PR #2807, opened 2022-09-15
Fix nits: incorrect unit for CPU utilization

### LINKED ISSUE #2802: The CPU utilization metrics seem to have wrong unit
It seems to be talking about ratio (which is a number in range `[0, 1.0]`), while the unit `s` seems wrong. https://github.com/open-telemetry/opentelemetry-specification/blob/main/specification/metrics/semantic_conventions/process-metrics.md#process

image

reyang:
Fixes #2802


cijothomas (approved):

tigrannajaryan (approved):
Unrelated to the change: I think we need to add examples to metric semantic conventions just like we have already for traces. This would help expose mistakes like this.

bogdandrutu (approved):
+++
Would you copy out each line of the records above where the word "utilization" occurs?

Fix nits: incorrect unit for CPU utilization
### LINKED ISSUE #2802: The CPU utilization metrics seem to have wrong unit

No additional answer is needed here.